Robert Frost, who was long associated with the Bread Loaf Program, wrote a poem that most people can at least recite a few lines from. “Two roads diverged in yellow wood…” The roads taken and not taken are strong metaphors for my life, and the marks the journey has left on me come in the form of those anniversaries.

And so I think that what I am doing as I sit here writing tonight is marking the events of another December and considering how the road I’ve traveled has left its mark on me. Perhaps it’s not a bad exercise at all to allow one’s mind to wander back over the pathway of one’s life and to consider how one has been shaped by the journey itself. Nothing has shaped my life more than my journey in the Church.

It’s almost the end of the Advent season. Christmas Eve will be here in less than five days. We’re having a modest Christmas in this household for several reasons, but most importantly because both Michael and I have become acutely aware that the season is first and foremost a spiritual celebration. In the past, we’ve provided many gifts for our children, but now both of them are out of the home. I stopped trying to give gifts to my extended family once my nieces and nephews began having children. Here, at home, it’s just us and the dogs. My mom will have her traditional Christmas Day brunch, but for the first time in all these years of marriage, we have opted not to make the three hour drive there. Instead, we’ll attend Midnight Mass at St. James, where we’ll welcome the Christ child, and then we’ll sleep in on Christmas morning. We’ll have dinner with friends later in the day, and save our gifts for Twelfth Night.

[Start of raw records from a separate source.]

PR #2065, opened 2015-08-03
First implementation of Citi Bike NYC Bike Sharing IA

marianosimone:
# CitiBike NYC Bike Sharing Stations

Show stations of the Citi Bike Bike Sharing Program (in NY), along with information about bike and docks availability.

This is a way to bring into DDG the functionality of the [official map](https://member.citibikenyc.com/map/), and it's useful for both tourists (to discover stations) and NYC citizens (to know current status)

**Data Source**

The data source is the [official Citi Bike API](https://www.citibikenyc.com/stations/json), and its policy can be found [here](http://www.citibikenyc.com/data-sharing-policy)

```
citibike ny
citi bike nyc
citi bike ny stations
bike sharing brooklyn
```
**What does the Instant Answer look like?**

citibike_brooklyn_at_duckduckgo

## Checklist

```

    - Windows 8
        [X] Google Chrome
        [X] Firefox
        [] Opera
        [] IE 10

    - Windows 7
        [] Google Chrome
        [] Firefox
        [] Opera
        [] IE 8
        [] IE 9
        [] IE 10

    - Windows XP
        [] IE 8

    - Mac OSX
        [X] Google Chrome
        [] Firefox
        [] Opera
        [] Safari

    - iOS (iPhone)
        [] Safari Mobile
        [] Google Chrome
        [] Opera

    - iOS (iPad)
        [] Safari Mobile
        [] Google Chrome
        [] Opera

    - Android
        [] Firefox
        [] Native Browser
        [] Google Chrome
        [] Opera
```

-----
IA Page: https://duck.co/ia/view/citi_bike_nyc

### DIFF
--- a/lib/DDG/Spice/BikeSharing/CitiBikeNYC.pm
+++ b/lib/DDG/Spice/BikeSharing/CitiBikeNYC.pm
@@ -1,0 +1,31 @@
+package DDG::Spice::BikeSharing::CitiBikeNYC;
+
+use strict;
+use DDG::Spice;
+
+name 'Citi Bike NYC';
+source 'Citi Bike NYC';
+icon_url 'http://www.citibikenyc.com/assets/images/favicon.ico';
+description 'Search Citi Bike stations in New York City';
+primary_example_queries 'citibike nyc', 'citi bike ny';
+secondary_example_queries 'citibike stations near brooklyn';
+category 'geography';
+topics 'everyday', 'travel', 'entertainment', 'geography';
+code_url 'https://github.com/duckduckgo/zeroclickinfo-spice/blob/master/lib/DDG/Spice/BikeSharing/CitiBikeNYC.pm';
+attribution github => 'marianosimone',
+            web  => ['http://www.marianosimone.com',  'Mariano Simone'];
+
+triggers any => 'citibike', 'citi bike', 'bike sharing', 'bike share';
+
+spice to => 'https://www.citibikenyc.com/stations/json';
+spice wrap_jsonp_callback => 1;
+spice is_cached => 0;
+spice proxy_cache_valid => '200 304 15m';
+
+handle remainder => sub {
+    $loc->city.' '.$_ =~ /(ny|new york|nyc|new york city|brooklyn|manhattan|queens)/i;
+    return unless $1;
+    return $1;
+};
+
+1;
--- a/share/spice/bike_sharing/citi_bike_nyc/bike_sharing_citi_bike_nyc.js
+++ b/share/spice/bike_sharing/citi_bike_nyc/bike_sharing_citi_bike_nyc.js
@@ -27,6 +27,23 @@
 
         DDG.require('moment.js', function() {
             DDG.require('maps', function() {
+                moment.locale('en', {
+                    relativeTime : {
+                        past:   "%s ago",
+                        s:    "a sec",
+                        ss:   "%d sec",
+                        m:    "a min",
+                        mm:   "%d min",
+                        h:    "an hour",
+                        hh:   "%d hours",
+                        d:    "a day",
+                        dd:   "%d days",
+                        M:    "a month",
+                        MM:   "%d months",
+                        y:    "a year",
+                        yy:   "%d years"
+                    }
+                });
                 Spice.add({
                     id: 'citi_bike_nyc',
                     name: 'Citi Bike NYC',
--- a/share/spice/bike_sharing/citi_bike_nyc/bike_sharing_citi_bike_nyc.js
+++ b/share/spice/bike_sharing/citi_bike_nyc/bike_sharing_citi_bike_nyc.js
@@ -1,0 +1,78 @@
+(function(env) {
+    "use strict";
+
+    var references = {
+        manhattan: {
+            lat: 40.7590615,
+            lon: -73.969231
+        },
+        brooklyn: {
+            lat: 40.645244,
+            lon: -73.9449975
+        },
+        queens: {
+            lat: 40.651018,
+            lon: -73.87119
+        }
+    };
+
+    env.ddg_spice_bike_sharing_citi_bike_nyc = function(api_result) {
+        if (!api_result || !api_result.stationBeanList) {
+            return Spice.failed('citi_bike_nyc');
+        }
+
+        var script = $('[src*="/js/spice/bike_sharing/citi_bike_nyc/"]')[0],
+            source = $(script).attr("src"),
+            query = source.match(/citi_bike_nyc\/([^\/]+)/)[1];
+
+        DDG.require('moment.js', function() {
+            DDG.require('maps', function() {
+                Spice.add({
+                    id: 'citi_bike_nyc',
+                    name: 'Citi Bike NYC',
+                    meta: {
+                        sourceName: 'Citi Bike NYC',
+                        sourceUrl: 'https://www.citibikenyc.com/stations',
+                        itemType: 'Bike Stations'
+                    },
+                    model: 'Place',
+                    view: 'Places',
+                    templates: {
+                        item: 'base_item',
+                        options: {
+                            content: Spice.bike_sharing_citi_bike_nyc.content
+                        },
+                        variants: {
+                            tile: 'narrow'
+                        }
+                    },
+                    sort_fields: {
+                        distance: function(a, b) {
+                            return a.distanceToReference - b.distanceToReference;
+                        }
+                    },
+                    sort_default: 'distance',
+                    data: api_result.stationBeanList,
+                    normalize: function(item) {
+                        if (item.testStation || item.statusKey != 1) {
+                            return null;
+                        }
+                        if (references[query]) {
+                            var pointOfReference = L.latLng(references[query]);
+                        }
+                        return {
+                            name: item.stationName,
+                            lat: item.latitude,
+                            lon: item.longitude,
+                            distanceToReference: pointOfReference ? L.latLng(item.latitude, item.longitude).distanceTo(pointOfReference) : item.id,
+                            title: item.stationName,
+                            availableDocks: item.availableDocks,
+                            availableBikes: item.availableBikes,
+                            lastCommunication: moment(new Date(item.lastCommunicationTime)).fromNow()
+                        };
+                    }
+                });
+            });
+        });
+    }
+}(this));
--- a/share/spice/bike_sharing/citi_bike_nyc/bike_sharing_citi_bike_nyc.js
+++ b/share/spice/bike_sharing/citi_bike_nyc/bike_sharing_citi_bike_nyc.js
@@ -50,7 +50,9 @@
                     meta: {
                         sourceName: 'Citi Bike NYC',
                         sourceUrl: 'https://www.citibikenyc.com/stations',
-                        itemType: 'Bike Stations'
+                        itemType: 'Bike Stations',
+                        pinIcon: 'ddgsi-circle',
+                        pinIconSelected: 'ddgsi-star'
                     },
                     model: 'Place',
                     view: 'Places',
--- a/t/BikeSharingCitiBikeNYC.t
+++ b/t/BikeSharingCitiBikeNYC.t
@@ -1,0 +1,26 @@
+#!/usr/bin/env perl
+
+use strict;
+use warnings;
+use Test::More;
+use DDG::Test::Spice;
+
+ddg_spice_test(
+    [qw( DDG::Spice::BikeSharing::CitiBikeNYC )],
+    'citi bike ny' => test_spice(
+        '/js/spice/bike_sharing/citi_bike_nyc/ny',
+        call_type => 'include',
+        caller => 'DDG::Spice::BikeSharing::CitiBikeNYC',
+    is_cached => 0,
+    ),
+    'citibike stations near brooklyn' => test_spice(
+        '/js/spice/bike_sharing/citi_bike_nyc/brooklyn',
+        call_type => 'include',
+        caller => 'DDG::Spice::BikeSharing::CitiBikeNYC',
+    is_cached => 0,
+    ),
+    'citibike' => undef,
+    'citibike washington' => undef,
+);
+
+done_testing;
--- a/share/spice/bike_sharing/citi_bike_nyc/bike_sharing_citi_bike_nyc.css
+++ b/share/spice/bike_sharing/citi_bike_nyc/bike_sharing_citi_bike_nyc.css
@@ -1,0 +1,32 @@
+.tile--citi_bike_nyc {
+    text-align: center;
+    height: 12em;
+}
+
+.tile--citi_bike_nyc .zci__header {
+    height: 2.5em;
+}
+
+.tile--citi_bike_nyc .side_by_side {
+    overflow: auto;
+    margin-left: auto;
+    margin-right: auto;
+    width: 100%;
+}
+
+.tile--citi_bike_nyc .side_by_side .left {
+    float: left;
+    border-right: 1px solid #E5E5E5;
+}
+
+.is-mobile .tile--citi_bike_nyc .side_by_side .left {
+    width: 50%;
+}
+
+.tile--citi_bike_nyc .side_by_side .right {
+    float: right;
+}
+
+.is-mobile .tile--citi_bike_nyc .side_by_side .right {
+    width: 50%;
+}
--- a/share/spice/bike_sharing/citi_bike_nyc/content.handlebars
+++ b/share/spice/bike_sharing/citi_bike_nyc/content.handlebars
@@ -1,0 +1,15 @@
+<div class="tile__body">
+    <h1 class="zci__header tx--l7">{{title}}</h1>
+    <div class="tile__content side_by_side">
+        <div class="left half">
+            <p class="tx-clr--dk">Bikes</p><br/><p class='tx-clr--dk t-xxl'>{{availableBikes}}</p>
+        </div>
+
+        <div class="right half">
+            <p class="tx-clr--dk">Docks</p><br/><p class='tx-clr--dk t-xxl'>{{availableDocks}}</p>
+        </div>
+    </div>
+    <div class="tile__foot ">
+        <span class="tx--12 tx-clr--grey">Updated {{lastCommunication}}</span>
+    </div>
+</div>


t/BikeSharingCitiBikeNYC.t
```diff
@@ -0,0 +1,20 @@
...
+use DDG::Test::Spice;
+
+ddg_spice_test(
+    [qw( DDG::Spice::BikeSharing::CitiBikeNYC )],
+    'citi bike ny' => test_spice(
+        '/js/spice/bike_sharing/citi_bike_nyc/ny',
+        call_type => 'include',
+        caller => 'DDG::Spice::BikeSharing::CitiBikeNYC',
+    is_cached => 1,
+    ),
```
iambibhas: Can you add a test case for the secondary query above `'citibike stations near brooklyn'`? Otherwise it looks good.

marianosimone: @iambibhas added the test (and modified the code a bit to actually capture the geographic reference).

Still, I'm not doing anything with that in the js... It would be nice to be able to sort/filter. Any ideas?

iambibhas: The API doesn't seem to have any search feature. The best you can do is probably focus the searched area on the map. Make a list of approximate center coordinated for those 3 or 4 areas and focus them initially. Not sure if that's possible with the maps api. Haven't used it yet.

marianosimone: @iambibhas thanks for the idea... I've just commited a change that takes a reference point in one of the specified places, and calculates the distance to it when sorting the stations

share/spice/bike_sharing/citi_bike_nyc/bike_sharing_citi_bike_nyc.js
```diff
@@ -0,0 +1,79 @@
...
+
+        DDG.require('moment.js', function() {
+        DDG.require('maps', function() {
+            var script = $('[src*="/js/spice/bike_sharing/citi_bike_nyc/"]')[0];
+            var source = $(script).attr("src");
+            var query = source.match(/citi_bike_nyc\/([^\/]+)/)[1];
+
+            if (query) {
+                var references = {
+                    'brooklyn': L.latLng(40.645244, -73.9449975),
```
marianosimone: this might not be ideal... but I think is a good start :D

zekiel:
sidebar: @marianosimone  the folks at Code 4 Philly are interested in doing a similar implementation via CyclePhilly open data http://www.cyclephilly.org/

marianosimone:
@zekiel I expected that (that's the reason behind the dir structure). It would be awesome to get this code ready to be merged, and work with them on how to share as much code as possible :D

zekiel:
@marianosimone I'll put you in touch!

marianosimone:
@moollaza @iambibhas @zekiel any other feedback?

marianosimone:
@zekiel @moollaza BTW, @AcriCAA has been doing some work on getting a similar implementation for Philly: https://github.com/AcriCAA/zeroclickinfo-spice/tree/05132575baa2aa2a71ea15cea83a8718eab0c6ed

Once one of them is merged, it would be cool to extract common features and see how to extend to new cities!

AcriCAA:
Thanks, Mariano. I intend to submit a pull request on the Philly version
today.

lib/DDG/Spice/BikeSharing/CitiBikeNYC.pm
```diff
@@ -0,0 +1,30 @@
...
+topics 'everyday', 'travel', 'entertainment', 'geography';
+code_url 'https://github.com/duckduckgo/zeroclickinfo-spice/blob/master/lib/DDG/Spice/BikeSharing/CitiBikeNYC.pm';
+attribution github => 'marianosimone',
+            web  => ['http://www.marianosimone.com',  'Mariano Simone'];
+
+triggers any => 'citibike', 'citi bike', 'bike sharing', 'bike share';
+
+spice to => 'https://www.citibikenyc.com/stations/json';
+spice wrap_jsonp_callback => 1;
+spice proxy_cache_valid => '200 304 15m';
```
moollaza: We need to also set `spice is_cached => 0` because you're using the location API for generic queries.

share/spice/bike_sharing/citi_bike_nyc/bike_sharing_citi_bike_nyc.js
```diff
@@ -0,0 +1,79 @@
...
+                        title: item.stationName,
+                        altSubtitle: subtitle,
+                        footer_content: Spice.bike_sharing_citi_bike_nyc.foot_back,
+                        lastCommunication: moment(new Date(item.lastCommunicationTime)).fromNow()
+                    }
+                };
+            }
+
+            Spice.add({
+                id: 'CitiBikeNYC',
```
moollaza: Let's go with `"citi_bike_nyc"`

share/spice/bike_sharing/citi_bike_nyc/bike_sharing_citi_bike_nyc.js
```diff
@@ -0,0 +1,79 @@
+(function (env) {
+    "use strict";
+
+    env.ddg_spice_bike_sharing_citi_bike_nyc = function(api_result) {
+        if (!api_result || !api_result.stationBeanList) {
+            return Spice.failed('citibikenyc');
```
moollaza: This need's to match our (updated) `id`, `"citi_bike_nyc"`

share/spice/bike_sharing/citi_bike_nyc/bike_sharing_citi_bike_nyc.js
```diff
@@ -0,0 +1,79 @@
...
+        }
+
+        DDG.require('moment.js', function() {
+        DDG.require('maps', function() {
+            var script = $('[src*="/js/spice/bike_sharing/citi_bike_nyc/"]')[0];
```
moollaza: I think we should move these outside the `require` block

lib/DDG/Spice/BikeSharing/CitiBikeNYC.pm
```diff
@@ -0,0 +1,30 @@
...
+
+handle remainder => sub {
+    $loc->city.' '.$_ =~ /(ny|new york|nyc|new york city|brooklyn|manhattan|queens)/i;
```
moollaza: Why does the user's location matter? Shouldn't I, from Toronto, Canada, be able to look for "citi bike nyc"?

share/spice/bike_sharing/citi_bike_nyc/bike_sharing_citi_bike_nyc.js
```diff
@@ -0,0 +1,79 @@
...
+            var source = $(script).attr("src");
+            var query = source.match(/citi_bike_nyc\/([^\/]+)/)[1];
+
+            if (query) {
```
moollaza: Is it possible to have no `query`? Should the Perl should prevent that?

share/spice/bike_sharing/citi_bike_nyc/bike_sharing_citi_bike_nyc.js
moollaza: Seems like the return from this is just a standard object with a `Lat: ...` and `Lon: ...` -- do we need to use Leaflet here?

moollaza: Ah I see the prototype has some other stuff methods. But if we're not using them, then I image we can just use a static, normal object

share/spice/bike_sharing/citi_bike_nyc/bike_sharing_citi_bike_nyc.js
```diff
@@ -0,0 +1,79 @@
...
+                    'queens': L.latLng(40.651018, -73.871192)
+                };
+                var pointOfReference = references[query];
+            }
+
+            function normalize(item) {
+                if (item.testStation || item.statusKey != 1) {
+                    return null;
+                }
+                var subtitle = item.availableBikes + ' bike' + (item.availableBikes == 1 ? '' : 's') + ' | ' + item.availableDocks + ' dock' + (item.availableDocks == 1 ? '' : 's');
```
moollaza: We have some awesome helpers you can use to do this:

```js
var subtitle = [
                    item.availableBikes + DDG.pluralize(item.availableBikes, "bike"),
                    item.availableDocks + DDG.pluralize(item.availableDocks, "dock")
                ];
```

If you pass an array to `subtitle` we'll automatically add the separator for you. `DDG.Pluralize()` will handle pluralization as well :smile:

moollaza:
@marianosimone is there any chance of the API data getting updated to include the components of the address? like city, state, street, etc? It would really help because then we could show the full address on the back of the tile, and allow for a map search link like we usually do for Places tiles.

share/spice/bike_sharing/citi_bike_nyc/bike_sharing_citi_bike_nyc.js
moollaza: We might as well define that inline, below so we don't need the extra variable.

moollaza:
@marianosimone after playing around with this a bit, I think I'd like the JS to look more like this:

https://gist.github.com/moollaza/22e4d2bc78a271b6db78

This way we don't need to make redundant calls to Leaflet to make LatLon objects in the references until we need it. I think this code looks a bit more like our other IA's.

I've also move to a 1-sided tile, because the flipping isn't doing much for us right now. We can also add more content to the tile if needed.

@abeyang any thoughts on the tile design? Unfortunately we don't have a proper address except for the name we're showing in the tile so we can't break it down much like we usually do.

The result looks like this:
citi_bike_queens_at_duckduckgo

share/spice/bike_sharing/citi_bike_nyc/bike_sharing_citi_bike_nyc.js
marianosimone: Ohhh.. good catch. Fixing!

share/spice/bike_sharing/citi_bike_nyc/bike_sharing_citi_bike_nyc.js
marianosimone: :+1:

marianosimone:
@moollaza I applied most of your changes (cache, id renaming, re-organizing the js function, pluralizer, not checking for query 2 times - perl does it already).

Regarding the Address: they DO include it. I'm not sure what changes to do to the way we show that. If you point me in the right direction I can fix that

As per your example screenshot (Queens), the problem in your gist was that the distance calculator was removed... I added it again and now it shows the nearest stations (still, that's Brooklyn, which is not as good as Queens). Luckily, they are pushing their expansion pretty hard: http://expansion.citibikenyc.com

Finally, regarding the location: If you are in Toronto, you can search "citi bike nyc" and we'll show you the IA, but not for "citi bike". If you are in NY, though, just searching for "citi bike" is enough. Makes sense?

jagtalon:
@marianosimone looks like I'm getting an error in the console. Are you seeing the same thing?

screen shot 2015-08-18 at 2 17 48 pm

marianosimone:
@jagtalon sorry about that... you can `pull --rebase` now and get the fix :D

moollaza:
@marianosimone excellent work on the fixes! Thanks a lot :+1: 

> Finally, regarding the location: If you are in Toronto, you can search "citi bike nyc" and we'll show you the IA, but not for "citi bike". If you are in NY, though, just searching for "citi bike" is enough. Makes sense?

That totally makes sense. Thanks for explaining.

moollaza:
Alright! This is now up for testing at https://comserv.duckduckgo.com/?q=citi+bike+queens&ia=citibikenyc&iax=1&iai=437

@abeyang this one is ready for a design review! Any thoughts?

------

>Regarding the Address: they DO include it. I'm not sure what changes to do to the way we show that. If you point me in the right direction I can fix that

@marianosimone looking at the JSON, I just see the intersection's given in the data? The "city", "street", "postal code" etc seem to be blank?

marianosimone:
@moollaza indeed... the address comes in empty. I'll follow up with the people at Citi Bike to see if we can get that on (it would be even better to also have neighborhood or at least borough!)

If I get that data from them... how should I add it?

AcriCAA:
So cool that it is ready for testing already.

@abeyang.  I mentioned in my Philadelphia iteration
<https://github.com/duckduckgo/zeroclickinfo-spice/pull/2102> of this that
the numbered markers are very misleading.  Based on my user research as
well as talking to the folks who run the Philly bikeshare, when users see a
number on a marker in relation to bikeshare, their expectation is that the
number signifies the number of bikes or docks available.

marianosimone:
I think @AcriCAA's point about the pin numbers is a good one... @moollaza is there any way to remove them?

abeyang:
Hi @marianosimone and @AcriCAA -- from your experience, and the people you've talked to, which is more important: the number of bikes available or the number of docks free? In other words, do people (in general) care more about one over the other?

And @marianosimone I've noticed you got a "last checked" time for each tile. But aren't they generally all checked at around the same time (+/- few minutes)?

Your answers will help direct the design for these types of IAs. Thanks!

marianosimone:
@abeyang I don't have data on the pins data (as a matter of fact, [Citi Bike's map](https://member.citibikenyc.com/map/) doesn't show a number in the pin at all): my intuition would be to NOT have a number or have a half/half pin (but that could be confusing)

As per the communication time, it can be different between stations (at least for NYC), because it station reports back to the main server at its own pace, or might be offline at any given time.

abeyang:
@marianosimone well let's not worry about implementation for now -- just wondering if one metric is more important than the other.

AcriCAA:
@abeyang their expectation is actually to see some some of pie chart
indicator or fuel gauge type of effect showing how full or empty the
station is. There are other apps that let you choose between a dock or bike
number (see below) but that is too complicated I think.

We are working with a gradient effect in the Indego implementation for the
CyclePhilly app I helped build (see below).

That being said, like @marianosimone said, no numbers or indicators are
better than what we have now and still useful and effective. So if that's
the simplest solution, I'd say just strip the numbers. .

Here are some examples of gradients:

From CyclePhilly prototype:




From SpotCycle:



From Transit app which is my favorite and perhaps most suitable here if
possible:

abeyang:
Sorry @AcriCAA , I don't see any of your images. 

But I take it that users typically care about both metrics? Again, I'm not talking about what to show / what not to show on the pins, I just want to know what's most important to users.

moollaza:
@marianosimone @AcriCAA you can specify the number for the pin if you pass a `num: ##` property in the `normalize()` function :+1:

AcriCAA:
@abeyang: just the screenshots here: 


Here are some examples of gradients:

From CyclePhilly prototype:
unnamed




From SpotCycle (allows you to choose between bikes/docks at the top and then shows the respective number):

unnamed-1


From Transit app which is my favorite and perhaps most suitable here if
possible:

unnamed-2

AcriCAA:
@abeyang To answer the rest of your question.  My assessment is that users just want a pin they can tap on on-the-fly which then shows the bikes/docks available in some sort of pop-up.  The importance of the bike or dock number depends on whether the user is starting his or her trip or ending his or her trip.  If it is the beginning of the trip, users want to know bike numbers, if it is the end of the trip users what to know docks available.

abeyang:
Thanks, @AcriCAA -- that makes a lot of sense!

abeyang:
FYI @marianosimone , we're working on the design at the moment. Will share with you (and @AcriCAA ) once we're done!

abeyang:
@marianosimone , we've considered a wide variety of options -- mostly having to do with the pins. but for now, let's go with the simple pins -- would love to do one where it would show visually which stations have free bikes/docks, but let's save that for Version 2.

bike sharing - v3d

The tiles here are custom, but they're very similar to the ones we're using for [GoWatchIt](https://duckduckgo.com/?q=stream+jurassic+park&ia=watch). If you need help getting started, @moollaza will be able to help ya. The idea is that the tiles that are shown will be represented by the pins, and everything else will be dots. Selected pin is the dark one with the star.

Hopefully everything else is straight-forward, but if you have any questions, please don't hesitate to holler! /cc @AcriCAA

jagtalon:
@marianosimone thanks for the fixes! Can't wait for this and https://github.com/duckduckgo/zeroclickinfo-spice/pull/2102 to get merged in.

marianosimone:
@abeyang thanks a lot, awesome design! I started working on it, and I think I'm getting there:

citibike_nyc_at_duckduckgo

There are a couple of issues and things I need help with:

1. Some of the addresses are 1, 2 or 3 lines long, and that messes up the alignments.. any ideas on how to fix?
2. The "updated" part sometimes gets clipped. Not a huge bummer, but would be nice to make it fit.
3. How do I avoid the numbers being added to the pins? (I tried sending an empty string as `num` in the normalization as @moollaza suggested, but it didn't work :cry: - BTW sending a number doesn't work either. It would be nice to have documentation on what things are supported there)
4. How do I get a star to be shown in the pin?

A quick & dirty way to fix 1 and 2 would be NOT using the "narrow" variant, but I don't think the cards look good being so wide

marianosimone:
Also, will it be possible to share templates/css between this and other bike sharing IAs? Seems like all this layout woork could be extracted somehow

abeyang:
@marianosimone--

1. For the header, let's keep it at 2-lines and truncate anything that goes beyond that (make sure you're using `.tx--17` class). I think if you have a set height, that would fix the alignment issue...
2. Use "min" instead of "minutes" :smile: 

For 3 and 4, I think @moollaza will have to address that.

And yes, we do hope to turn this into a template, but in the meantime, others can take you existing custom style and apply it to theirs.

marianosimone:
@abeyang thanks! I fixed 1 with your idea.

2. Won't work... we are using [Moment.js' fromNow](http://momentjs.com/docs/#/displaying/fromnow/). I could reduce the font size and padding to make it fit.. but I think it gets too small :(
3 and 4. Agreed, let's wait for @moollaza

moollaza:
@marianosimone @abeyang we don't really have a way yet to get 

>How do I avoid the numbers being added to the pins? (I tried sending an empty string as num in the normalization as @moollaza suggested, but it didn't work :cry: - BTW sending a number doesn't work either.

We actually don't have a way to do this yet, I'll need to speak with the frontend team to have them add support for all this. 

>It would be nice to have documentation on what things are supported there)

We'll document this stuff as soon as it's available :)

>How do I get a star to be shown in the pin?

This also needs to be implemented...

mattr555:
> Won't work... we are using Moment.js' fromNow. I could reduce the font size and padding to make it fit.. but I think it gets too small :(

You could try [customizing the locale](http://momentjs.com/docs/#/customization/relative-time/), but a simple `.replace('minutes', 'min')` should suffice.

marianosimone:
Thanks @mattr555, good find! Applied, and looking good

xuv:
Hey. It's Julien. Just jumping here, following a discussion with @marianosimone during the NYCmeetup. 
In Europe, a big contractor for bike sharing in cities is JCDecaux And here is a link to the APIs for the different cities they operate in. https://developer.jcdecaux.com/#/opendata/vls?page=static
Would sure would like to help push this project for these. Let me know of I can help.

bsstoner:
@marianosimone, the changes to customize the pin icons went live yesterday. You should now be able to pass any of our icon class names into the meta block of the Spice.add() call, i.e:
```
Spice.add({
  ...
  meta: {
    ...
    pinIcon: 'ddgsi-circle',
    pinIconSelected: 'ddgsi-star'
  }
});
```

marianosimone:
@bsstoner that looks awesome (and super easy config! is it already documented?). Thanks for making it happen!

@zekiel @moollaza what do you guys think?

bikeshare

@AcriCAA it would be nice to add the same config to Philly

abeyang:
Looking good, @marianosimone ! Still need some few tweaks though:

First, let's make the dots within the pins a tad smaller:

```css
.mapview-marker__icn.ddgsi-circle {
  font-size: 6px;
}
```

Second, let's give each tile some more breathing room:

```css
.tile--citi_bike_nyc.tile--c--n {
  width: 13em;
  height: 13em;
}
```

Next, for the header `h1`, instead of the class `tx--l7`, let's replace that with `tx--14`.
Let's add the `tx--14` class to "Bikes", "Docks", and the footer; and add `tx--25` to the two numbers under bikes/docks:

pasted_image_9_2_15__12_45_pm

Let's also remove the `<br>` between Bikes and the number (as well as Docks and the number) -- not necessary. Next, let's close the gap between the text and numbers, as well as scooting it down:

```css
p.tx-clr--dk.tx--14 {
  padding-top: 0;
}

p.tx-clr--dk.tx--25 {
  padding-top: 0;
  padding-bottom: 0;
  line-height: 1.1;
}

div.tile__content.side_by_side {
  margin-top: 18px;
}
```

Finally, let's space out the bikes and docks a bit:
```css
.tile--citi_bike_nyc .side_by_side .left {
  padding-right: 7px;
}

.tile--citi_bike_nyc .side_by_side .right {
  padding-left: 7px;
}
```

At the end of it all, your tiles should look like this one:

image

Happy hacking! :smile:

moollaza:
@marianosimone @AcriCAA BTW it's live here: with Brian's suggested updates: https://moollaza.duckduckgo.com/?q=citi+bike+nyc&ia=bikesharing

I'll implement these final touches for you and merged this in :+1:

marianosimone:
Thanks @moollaza and @abeyang, glad to see this finally merged :d
Looks like @xuv could start working on those he found using this PR as a model, right?

xuv:
@marianosimone Glad to hear it's merged. Congrats. Seen on the @moollaza instance and it looks great.
Looking forward to port this for other cities like Brussels and Paris.

moollaza:
@marianosimone @xuv checkout https://github.com/duckduckgo/zeroclickinfo-spice/pull/2151 :)

AcriCAA:
@marianosimone @moollaza Using this in brooklyn.  I am wondering if "bikeshare" (one word) should be added to the query. I am getting this result.  

img_7489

In many ways, this way of doing Christmas will be a paradigm shift for me. So far, I haven’t felt any angst about not having gifts for people to whom I have often felt obliged to give something. Instead of shopping, I plan to volunteer at one of our local charities. My deepest desire is to “sit” with the mystery that is The Incarnation—to let the Christ Child be born in me in a new way, a way that makes the event a truly spiritual experience. I pray that you, too, will find your road to a joyful, peace-filled Christmas, and that ages hence, you will be telling your story, not with a sigh, but with the realization that you found the path that made all the difference.